(Records from a data collection)
PR #12694, opened 2023-06-02
ci: add cython linter

bdura:
## Description

This PR adds [cython-lint](https://github.com/MarcoGorelli/cython-lint) to the CI.

### Types of change

It's a CI chore.

## Checklist


bdura:
The failing test is expected at this point. I'm stopping the PR here because I'd love some feedback before I go on fixing other Cython files (which will result in a monstrous PR).

Let me know what you think.

shadeMe:
I think it won't be a bad idea to disable the line length and trailing whitespace lints (or for that matter any formatting-related lints) seeing how we don't have a formatter for Cython code?

bdura:
> I think it won't be a bad idea to disable the line length and trailing whitespace lints (or for that matter any formatting-related lints) seeing how we don't have a formatter for Cython code?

* Directions for this task
Set all the entries above down again exactly.

* Answer box
PR #12694, opened 2023-06-02
ci: add cython linter

bdura:
## Description

This PR adds [cython-lint](https://github.com/MarcoGorelli/cython-lint) to the CI.

### Types of change

It's a CI chore.

## Checklist


bdura:
The failing test is expected at this point. I'm stopping the PR here because I'd love some feedback before I go on fixing other Cython files (which will result in a monstrous PR).

Let me know what you think.

shadeMe:
I think it won't be a bad idea to disable the line length and trailing whitespace lints (or for that matter any formatting-related lints) seeing how we don't have a formatter for Cython code?

bdura:
> I think it won't be a bad idea to disable the line length and trailing whitespace lints (or for that matter any formatting-related lints) seeing how we don't have a formatter for Cython code?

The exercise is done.